PR #3970, opened 2020-03-12
PLFM-5908: Allows to disable certification requirement for project

marcomarasca:


services/repository-managers/src/main/java/org/sagebionetworks/repo/manager/ProjectSettingsManagerImpl.java
```diff
@@ -111,19 +139,32 @@ public ProjectSetting createProjectSetting(UserInfo userInfo, ProjectSetting pro
 
 		// make sure the project id is a project
 		EntityType nodeType = nodeManager.getNodeType(userInfo, parentId);
```
john-hill, line 141: If of the certified type then add the extra check but all other logic still applies.

john-hill (approved):

PR #3980, opened 2020-03-26
PLFM-6046

xschildw:


lib/jdomodels/src/main/java/org/sagebionetworks/repo/model/dbo/wikiV2/V2DBOWikiPageDaoImpl.java
```diff
@@ -359,8 +359,6 @@ public V2WikiPage updateWikiPage(V2WikiPage wikiPage,
 			basicDao.createBatch(attachmentsToInsert);
 		}
 		
-		// Send the change message
-		transactionalMessenger.sendMessageAfterCommit(newDbo, ChangeType.UPDATE);
```
marcomarasca, line 363: We should not remove this, the WIKI object type has a SNS topic in the stack builder.

lib/jdomodels/src/test/java/org/sagebionetworks/repo/model/dbo/dao/DBOActivityDAOImplTest.java
```diff
@@ -92,7 +92,6 @@ public void testLockActivityAndIncrementEtag() throws Exception {
 		
 		ChangeType type = ChangeType.UPDATE;
 		String returnedNewEtag = activityDao.lockActivityAndGenerateEtag(id.toString(), oldEtag, type);
-		verify(mockMessenger).sendMessageAfterCommit(eq(mockDbo), eq(type));
```
marcomarasca, line 95: We should not remove this, the WIKI object type has a SNS topic in the stack builder.

marcomarasca (changes requested):
We should not remove the WIKI messages, but rather the ObjectType.FORUM ones (there is no SNS topic for FORUM)

lib/jdomodels/src/main/java/org/sagebionetworks/repo/model/dbo/dao/DBOActivityDAOImpl.java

......

__EXERCISE INSTRUCTIONS__: Wherever a line holds the word "java", copy that line out of the entries above.

__COMPLETED TASK__:
services/repository-managers/src/main/java/org/sagebionetworks/repo/manager/ProjectSettingsManagerImpl.java
lib/jdomodels/src/main/java/org/sagebionetworks/repo/model/dbo/wikiV2/V2DBOWikiPageDaoImpl.java
lib/jdomodels/src/test/java/org/sagebionetworks/repo/model/dbo/dao/DBOActivityDAOImplTest.java
lib/jdomodels/src/main/java/org/sagebionetworks/repo/model/dbo/dao/DBOActivityDAOImpl.java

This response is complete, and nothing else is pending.